Table of Contents
Definition / general | Essential features | Terminology | ICD coding | Epidemiology | Sites | Pathophysiology | Etiology | Clinical features | Diagnosis | Laboratory | Radiology description | Radiology images | Prognostic factors | Case reports | Treatment | Gross description | Microscopic (histologic) description | Microscopic (histologic) images | Virtual slides | Cytology description | Positive stains | Negative stains | Molecular / cytogenetics description | Sample pathology report | Differential diagnosis | Board review style question #1 | Board review style answer #1 | Board review style question #2 | Board review style answer #2Cite this page: Findeis S, Huang H. Ductal adenocarcinoma.
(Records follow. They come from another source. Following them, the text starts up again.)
Issue #320, opened 2024-07-24
Turn result function into a proper AST node


mark-koch:
Stop relying on `CustomCallCompiler` which breaks the contract between declared type args and function signatures. This causes problems for #321

Issue #318, opened 2024-07-24
Improve linearity error messages involving inout arguments


mark-koch:
* https://github.com/CQCL/guppylang/pull/321#discussion_r1689945388
* https://github.com/CQCL/guppylang/pull/321#discussion_r1689946958

PR #321, opened 2024-07-24
feat:  Update linearity checking for calls with inout arguments

### LINKED ISSUE #317: Update linearity checking for calls with inout arguments

mark-koch:
Implicitly reassign places after a call in an `@inout` position. See #311 for context.

* Store `InputFlags` in `Variable` so we can find out if a variable is `@inout` during linearity checking
* Pass globals to the `BBLinearityChecker` so we can lookup function signatures to figure out if they contain inout args
* Handle `LocalCall` and `GlobalCall` nodes in `BBLinearityChecker` to reassign inout places

Notes:

* Tests involving the result function are failing due to #320
* Some of the error messages in this PR are not ideal. I want to adress that in a separate PR so this one doesn't get too big (see #318)
* Hugr validation is skipped in the tests for now until we have updated the lowering code (see #317)

Closes #317


tests/error/inout_errors/override_after_call.err
```diff
@@ -0,0 +1,7 @@
+Guppy compilation failed. Error in file $FILE:16
+
+14:    @guppy(module)
+15:    def test(q1: qubit, q2: qubit) -> tuple[qubit, qubit]:
+16:        q1 = foo(q1, q2)
+                    ^^
+GuppyError: Variable `q1` with linear type `qubit` is not used
```
mark-koch, line 7: This error is quite confusing. We need a special case for unused variables if the last assignment came implicitly from an inout. I'll try to adress that in a separate PR later (see #318).

Any ideas what the message should be here?

tests/error/inout_errors/unused_after_call.err
```diff
@@ -0,0 +1,7 @@
+Guppy compilation failed. Error in file $FILE:16
+
+14:    @guppy(module)
+15:    def test(q: qubit) -> None:
+16:       foo(q)
+              ^
+GuppyError: Variable `q` with linear type `qubit` is not used on all control-flow paths
```
mark-koch, line 7: Same problem here. Any ideas what a good error message would be?

aborgna-q: Can we detect when `q` doesn't get used in **any** control-flow paths?
Then we can assume the user though this is a consuming operation, and we can emit something like
```
GuppyError: Variable `q` with linear type `qubit` is not consumed by this call
```

aborgna-q (approved):
Nice!

I love than half the diff is tests :)

PR #326, opened 2024-07-25
feat: Allow redefinition of names in guppy modules

### LINKED ISSUE #307: redefining a function should be allowed
when I use guppy in a notebook and I re-evaluate a cell containing a `@guppy` function definition I get an error:

```
guppylang.error.GuppyError: ('Module `main` already contains a definition named `rus`', None)
```

I suggest that instead, the existing function definition should be replaced

doug-q:
closes #307

### DIFF
--- a/guppylang/module.py
+++ b/guppylang/module.py
@@ -5,7 +5,6 @@ from collections.abc import Callable, Mapping
 from types import ModuleType
 from typing import Any, Union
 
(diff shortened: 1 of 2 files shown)


mark-koch (approved):
I'm happy to merge this as is to improve the experience of notebook users. It matches the regular behaviour of Python anyways.

We can always revisit this later if it leads to problems down the road

PR #329, opened 2024-07-25
feat: Add Ry gate to the guppy quantum prelude

croyzor:


mark-koch (commented):
This op doesn't exist yet:

https://github.com/CQCL/tket2/blob/7b14f181b21b37eb89d8d4f1228606a7c0476e87/tket2/src/ops.rs#L46-L68

Until then it might be better to define it as

```python
import math

@guppy(module)
def ry(q: qubit, theta: float) -> qubit:
   q = rx(q, py(math.pi / 2))
   q = rz(q, theta + py(math.pi))
   q = rx(q, py(math.pi / 2))
   return rz(q, py(math.pi))
```

Issue #330, opened 2024-07-25
Support tensor calls with inout arguments


mark-koch:

mark-koch:
Closed by #350

PR #331, opened 2024-07-25
feat: Hugr lowering for calls with inout arguments

### LINKED ISSUE #319: Update Hugr lowering for calls with inout arguments

mark-koch:
Closes #319.

* `CallableCompiledDef.compile_call` now additionally returns a list of inout ports that were passed through the function
* Similarly, there is now a `CustomInoutCallCompiler` that does the same. The original `CustomCallCompiler` still exists, but always returns an empty inout list
* `ExprCompiler` now updates the `Place -> Port` mapping for inout arguments after a call (see `ExprCompiler._update_inout_ports` helper method)
* Enabled validation for the inout integration tests

Notes:
* This PR doesn't handle tensor calls with inout arguments (see #330)
* `CustomInoutCallCompiler` isn't used yet since the prelude doesn't use `@inout` yet


tests/integration/test_inout.py
```diff
@@ -97,17 +89,14 @@ def test1(a: MyStruct) -> MyStruct:
         bar(a)
```
aborgna-q, line 89: Uncomment the `# bar(a)` a couple lines above this?

guppylang/definition/value.py
```diff
@@ -71,8 +71,12 @@ def compile_call(
         graph: Hugr,
         globals: "CompiledGlobals",
         node: AstNode,
-    ) -> list[OutPortV]:
-        """Compiles a call to the function."""
+    ) -> tuple[list[OutPortV], list[OutPortV]]:
```
aborgna-q, line 74: It'd be nice to return a Namedtuple or similar to avoid mixing up the two outputs.

Same with `CustomInoutCallCompiler.compile_with_inouts`

aborgna-q (approved):
Nice!

PR #342, opened 2024-07-29
fix: Use places in BB signatures for Hugr generation

### LINKED ISSUE #337: Struct linearity checking bug
The following program incorrectly fails the linearity check

```python
@guppy.struct(module)
class MyStruct:
    q: qubit

@guppy(module)
def test(s: MyStruct, b: bool) -> qubit:
    measure(s.q)
    if b:
        s.q = qubit()
    else:
        s.q = qubit()
    return s.q
```

mark-koch:
Fixes  #337.

The fix for the linearity checker is easy: When checking assignments, only complain if a *local* unused linear variable is shadowed.

However, correctly lowering the program in #337 to Hugr requires some additional changes to Hugr codegen. Namely, we need to consider if a BB uses a *whole* struct `s` or only some of its fields. In the latter case, we should only feed those used values into the BB. This requires specifying the signature of BBs in the form of `Place`s rather than `Variable`s.

Concretely, this PR does the following:

* Make `Signature` generic over the representation of program variables so it can capture both `Variable` and `Place`
* Similarly, make `CheckedBB` and `CheckedCFG` generic
* During checking, we first construct a `CheckedCFG[Variable]` which then gets turned into a `CheckedCFG[Place]` during linearity checking
* Add a test case

### DIFF
--- a/guppylang/checker/cfg_checker.py
+++ b/guppylang/checker/cfg_checker.py
@@ -63,7 +63,8 @@ def check_cfg(
     """Type checks a control-flow graph.
 
     Annotates the basic blocks with input and output type signatures and removes
-    unreachable blocks.
+    unreachable blocks. Note that the inputs/outputs are annotated in the form of
+    *places* rather than just variables.
     """
     # First, we need to run program analysis
     ass_before = {v.name for v in inputs}
--- a/guppylang/checker/cfg_checker.py
+++ b/guppylang/checker/cfg_checker.py
@@ -6,45 +6,48 @@ Operates on CFGs produced by the `CFGBuilder`. Produces a `CheckedCFG` consistin
 
 import collections
 from collections.abc import Iterator, Sequence
-from dataclasses import dataclass
-from typing import TypeVar
+from dataclasses import dataclass, field
+from typing import Generic, TypeVar
 
 from guppylang.ast_util import line_col
 from guppylang.cfg.bb import BB
 from guppylang.cfg.cfg import CFG, BaseCFG
-from guppylang.checker.core import Context, Globals, Locals, Variable
+from guppylang.checker.core import Context, Globals, Locals, Place, V, Variable
 from guppylang.checker.expr_checker import ExprSynthesizer, to_bool
-from guppylang.checker.linearity_checker import check_cfg_linearity
 from guppylang.checker.stmt_checker import StmtChecker
 from guppylang.error import GuppyError
 from guppylang.tys.ty import Type
 
-VarRow = Sequence[Variable]
+Row = Sequence[V]
 
 
 @dataclass(frozen=True)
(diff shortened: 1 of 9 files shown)


guppylang/checker/cfg_checker.py
```diff
@@ -55,8 +58,8 @@ def __init__(self, input_tys: list[Type], output_ty: Type) -> None:
 
 
 def check_cfg(
-    cfg: CFG, inputs: VarRow, return_ty: Type, globals: Globals
-) -> CheckedCFG:
+    cfg: CFG, inputs: Row[Variable], return_ty: Type, globals: Globals
+) -> CheckedCFG[Place]:
     """Type checks a control-flow graph.
 
     Annotates the basic blocks with input and output type signatures and removes
```
aborgna-q, line 65: And also mention the places instead of variables in the return type here.

guppylang/checker/cfg_checker.py
```diff
@@ -117,18 +120,20 @@ def check_cfg(
     }
 
     # Finally, run the linearity check
-    check_cfg_linearity(checked_cfg)
+    from guppylang.checker.linearity_checker import check_cfg_linearity
```
aborgna-q, line 123: Why the local import here, instead of having it at the top?

aborgna-q (commented):
Nice solution!

guppylang/compiler/cfg_compiler.py
```diff
@@ -149,20 +153,21 @@ def choose_vars_for_tuple_sum(
...
     linearity and name. The only exception are return vars which must be outputted in
     order.
     """
-    if is_return_var(x.name) and is_return_var(y.name):
-        return -1 if x.name < y.name else 1
-    return -1 if (x.ty.linear, x.name) < (y.ty.linear, y.name) else 1
+    x, y = str(p1), str(p2)
+    if is_return_var(x) and is_return_var(y):
+        return -1 if x < y else 1
+    return -1 if (p1.ty.linear, x) < (p2.ty.linear, y) else 1
```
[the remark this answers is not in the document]
mark-koch: Indeed, this `%ret` business is quite hacky. This currently works since return vars are only compared with each other, hower this changes with `@inout`.

This special handling of return vars is removed in #340, so I think it's not really worth putting effort into a nice solution here though

guppylang/checker/cfg_checker.py
mark-koch: Circuilarity, since `linearity_checker.py` already depends on `cfg_checker.py`.

I could move `Signature`, `CheckedBB`, and `CheckedCFG` to `checker/core.py` to break the cycle if you prefer?

aborgna-q (approved):

PR #345, opened 2024-07-29
chore: Downgrade mypy to 1.10.0

mark-koch:
For some reason, the recent mypy 1.11.0 release breaks type checking for AST related code. For example, see https://github.com/CQCL/guppylang/actions/runs/10146815891/job/28055775030?pr=341

We need to downgrade to 1.10 for now to fix CI runs


ss2165 (approved):
is there an associated mypy issue we could track?

mark-koch:
I couldn't find any issues mentioning this. It looks like typeshed got updated and subclassing ast nodes no longer works properly. Not sure if this can be considered a mypy/typeshed bug?

I created #346 to investigate further

PR #360, opened 2024-07-31
test: Add a T factory example program

croyzor:


examples/t_factory.py
```diff
@@ -0,0 +1,94 @@
...
+    qubit,
+    rx,
+    rz,
+)
+
+module = GuppyModule("tfactory")
+module.load(quantum)
+
+phi = np.arccos(1 / 3)
+pi = np.pi
```
acl-cqc, line 21: nit: something like `from numpy import pi`

examples/t_factory.py
```diff
@@ -0,0 +1,94 @@
...
+    discard,
+    h,
+    measure,
+    quantum,
+    qubit,
+    rx,
+    rz,
+)
+
+module = GuppyModule("tfactory")
```
acl-cqc, line 17: Maybe `t-factory` or `t_factory` ?

examples/t_factory.py
```diff
@@ -0,0 +1,94 @@
...
+
+@guppy(module)
+def ry(q: qubit, theta: float) -> qubit:
+    q = rx(q, py(pi / 2))
+    q = rz(q, theta + py(pi))
+    q = rx(q, py(pi / 2))
+    return rz(q, py(pi))
+
+
+# Preparation of approximate T state, from 2310.12106
```
acl-cqc, line 32: If an arxiv link, suggest you put in the full address (at least `arxiv`, preferably hostname and path, possibly protocol `https://`)

examples/t_factory.py
```diff
@@ -0,0 +1,94 @@
...
+@guppy(module)
+def prepare_approx(q: qubit) -> qubit:
+    phi_ = py(phi)
+    pi_ = py(pi)
+
+    q = ry(q, phi_)
+    return rz(q, pi_ / 4.0)
+
+
+# The inverse of the [[5,3,1]] encoder in figure 3 of 2208.01863
```
acl-cqc, line 42: ditto arxiv link

examples/t_factory.py
```diff
@@ -0,0 +1,94 @@
...
+    """
+    q0, q1 = cz(q0, q1)
+    q2, q3 = cz(q2, q3)
+    target, q0 = cz(target, q0)
+    q1, q2 = cz(q1, q2)
+    target, q3 = cz(target, q3)
+    # Measuring gives false for success, true for failure.
+    # We check for all falses to say whether distillation succeeded.
+    bits = [not (measure(h(q))) for q in [q0, q1, q2, q3]]
+    success = True
```
acl-cqc, line 59: Can this be just `success = all(bits)`? Hmmm, maybe that's not in guppy yet - if so, suggest commenting that, I bet it'll go in there at some point :-)

examples/t_factory.py
```diff
@@ -0,0 +1,94 @@
...
+def t_state(timeout: int) -> tuple[linst[qubit], bool]:
+    """Create a T state using magic state distillation with `timeout` attempts.
+
+    On success returns a singleton `linst` containing a qubit in a magic T state
+    and the boolean `True`.
+
+    If the number of attempts is exceeded, the empty `linst` will be returned
+    along with the boolean `False`.
+    """
+    if timeout > 0:
```
acl-cqc, line 75: Is this deliberately recursive? You could just make this a `while`...

examples/t_factory.py
```diff
@@ -0,0 +1,94 @@
...
+        q2 = prepare_approx(qubit())
+        q3 = prepare_approx(qubit())
+
+        q, success = distill(tgt, q0, q1, q2, q3)
+        if success:
+            return [q], True
+        else:
+            # Discard the qubit and start over
+            discard(q)
+            return t_state(timeout - 1)
```
acl-cqc, line 88: ...and change this to `timeout -= 1`. Optional, YMMV, you might explicitly want to test recursion!

acl-cqc (approved):
Thanks, Craig - looks very nice! A few nits but LGTM

examples/t_factory.py
croyzor: That's what I did on my first attempt, but it's not supported by guppy yet!

examples/t_factory.py
croyzor: Yeah I'm of two minds - obviously it could go either way. The `while` version is probably more realistic but I thought a recursive definition would be better for test coverage

acl-cqc: Yeah, testing recursion is no bad thing!! Just comment "recursive for test coverage" on the recursive call, say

PathologyOutlines.com website. https://www.pathologyoutlines.com/topic/prostateprostaticduct.html. Accessed January 22nd, 2021.
Definition / general
- Rare subtype of prostatic carcinoma composed of glands lined by pseudostratified columnar cells resembling intestinal / endometrioid epithelium
Essential features
- More likely to be mixed with acinar adenocarcinoma than to be pure
- Locally aggressive with seminal vesicle invasion and extraprostatic extension
- Similar mortality rate to Gleason score 8 - 10 acinar adenocarcinoma
Terminology
- Prostatic ductal adenocarcinoma
ICD coding
- ICD-10: C61 - malignant neoplasm of prostate
Epidemiology
- Prostate cancer in general: 1.6 million men are diagnosed and over 366,000 die every year (Cold Spring Harb Perspect Med 2018;8:pii: a030361)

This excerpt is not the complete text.